In this paper, we have analysed the cries of infants aged 0 to 6 months and have tried predicting emotions which might be a tool of communication. The present work carried out is mainly for analysing infant cries to predict emotions of hunger, discomfort, and belly pain. The system described here involves the Mel Frequency Cepstral Coefficients (MFCC) feature extraction technique and consecutive processing of various classification models such as Decision Tree, Random Forest, Support Vector Machine (SVM), and Logistic Regression.
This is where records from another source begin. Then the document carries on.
PR #6752, opened 2026-05-20
fix(custom-select): update a11y roles to use valid listbox pattern

### LINKED ISSUE #6208: DBCustomSelect list has incorrect a11y role

- [x] All
- [ ] HTML
- [ ] React
- [ ] Angular
- [ ] Vue
- [ ] Web components
- [ ] Power Apps

### Reproduction case

When selecting filters with a screen reader, the screen reader only announces "group" because `role="group"` is set in the code.

Selector: `.db-custom-select-list`

Note: This finding emerged from an accessibility audit.

### Expected Behaviour

There is the [`listbox`](https://developer.mozilla.org/en-US/docs/Web/Accessibility/ARIA/Reference/Roles/listbox_role) role which would be correct for this specific use case.
Example code:

```
<div
  role="listbox"
  aria-multiselectable="true"
  ...
```

### Screenshots

_No response_

### Browser version

None

_No response_

None

_No response_

_No response_

michaelmkraus:
## Proposed changes

During an accessibility audit, it was reported that the `DBCustomSelect` list wrapper incorrectly used `role="group"` instead of the required `role="listbox"`. This caused screen readers to announce the dropdown content incorrectly.

Implemented a valid ARIA listbox pattern:
* Updated the list container (`custom-select-list.lite.tsx`) to use `role="listbox"`.
* Dynamically applied `aria-multiselectable="true"` only when `props.multiple` is active.
* Updated all selectable list items (`custom-select-list-item.lite.tsx`) to use `role="option"` with the corresponding `aria-selected` state based on their checked status.
* Ensured that non-selectable group titles are excluded from receiving the `option` role.

resolves db-ux-design-system/core-web#6208 

## Types of changes

🔭🐙🐈 Test this branch here: <https://design-system.deutschebahn.com/core-web/review/fix-custom-select-a11y-role>


packages/components/src/components/custom-select-list-item/custom-select-list-item.lite.tsx
```diff
@@ -72,6 +72,12 @@ export default function DBCustomSelectListItem(
 		<li
 			ref={_ref}
 			id={props.id ?? props.propOverrides?.id}
+			role={!props.isGroupTitle ? 'option' : undefined}
+			aria-selected={
+				!props.isGroupTitle
+					? getBooleanAsString(getBoolean(props.checked, 'checked'))
```
nmerget: We need to use an internal _check here as well because the `<input/>` can be used uncontrolled as well.

nmerget:
1.  I think it is not an accessibilty issue in this case, while the aira-snapshot is different the screen-reader (nvda) reads the same. 
2. @mfranzke did the same in a branch a made a comment that it is [much more complex](https://github.com/db-ux-design-system/core-web/pull/6213#issuecomment-3997677173)
3. I agree, if we want to do it with listbox we need to provide those [implementations](https://developer.mozilla.org/en-US/docs/Web/Accessibility/ARIA/Reference/Roles/listbox_role#:~:text=If%20the%20current,key%20for%20this.) in JS as well. Maybe there are some additional concerns we need to check WAI Aria Patterns or other sites maybe the AI can be helpful as well.

@michaelmkraus Do you think we can solve this as a bugfix? Or is this more like a story?

packages/components/src/components/custom-select-list-item/custom-select-list-item.lite.tsx
michaelmkraus: You are right, I adapted it.

michaelmkraus:
> 3. I agree, if we want to do it with listbox we need to provide those [implementations](https://developer.mozilla.org/en-US/docs/Web/Accessibility/ARIA/Reference/Roles/listbox_role#:~:text=If%20the%20current,key%20for%20this.) in JS as well. Maybe there are some additional concerns we need to check WAI Aria Patterns or other sites maybe the AI can be helpful as well.
> 
> @michaelmkraus Do you think we can solve this as a bugfix? Or is this more like a story?

I think this is too big for a bug-ticket. We shouldn't merge this branch yet. I will convert this PR to a draft and create a follow-up story to implement the keyboard navigation. Is this fine for you, @nmerget and @mfranzke?

michaelmkraus:
> > 3. I agree, if we want to do it with listbox we need to provide those [implementations](https://developer.mozilla.org/en-US/docs/Web/Accessibility/ARIA/Reference/Roles/listbox_role#:~:text=If%20the%20current,key%20for%20this.) in JS as well. Maybe there are some additional concerns we need to check WAI Aria Patterns or other sites maybe the AI can be helpful as well.
> > 
> > @michaelmkraus Do you think we can solve this as a bugfix? Or is this more like a story?
> 
> I think this is too big for a bug-ticket. We shouldn't merge this branch yet. I will convert this PR to a draft and create a follow-up story to implement the keyboard navigation. Is this fine for you, @nmerget and @mfranzke?

[Follow-up story](https://github.com/db-ux-design-system/core-team/issues/2569)

michaelmkraus:
Created follow-up story

PR #6754, opened 2026-05-20
Fix notification gap no icon

michaelmkraus:
## Proposed changes

When using the `DBNotification` component with `showIcon={false}`, an unnecessary empty space (gap) appeared to the left of the text. Although the icon itself was hidden via `display: none`, the underlying CSS Grid template still reserved a `min-content` column for it, triggering the grid gap.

After comparing the results from all the mentioned classifiers, we have concluded that for an infant cry analysis, SVM and Random Forest Classification gives the most accurate output of 91%.
不同智能模型的婴儿情绪预测与情绪分类
在本文中,我们分析了0至6个月婴儿的哭声,并试图预测情绪,这可能是一种沟通工具。目前开展的工作主要是分析婴儿的哭声,以预测饥饿、不适和腹痛的情绪。这里描述的系统涉及Mel频率倒谱系数(MFCC)特征提取技术以及决策树、随机森林、支持向量机(SVM)和逻辑回归等各种分类模型的连续处理。在比较了所有上述分类器的结果后,我们得出结论,对于婴儿哭声分析,SVM和随机森林分类给出了91%的最准确输出。
本文章由计算机程序翻译,如有差异,请以英文原文为准。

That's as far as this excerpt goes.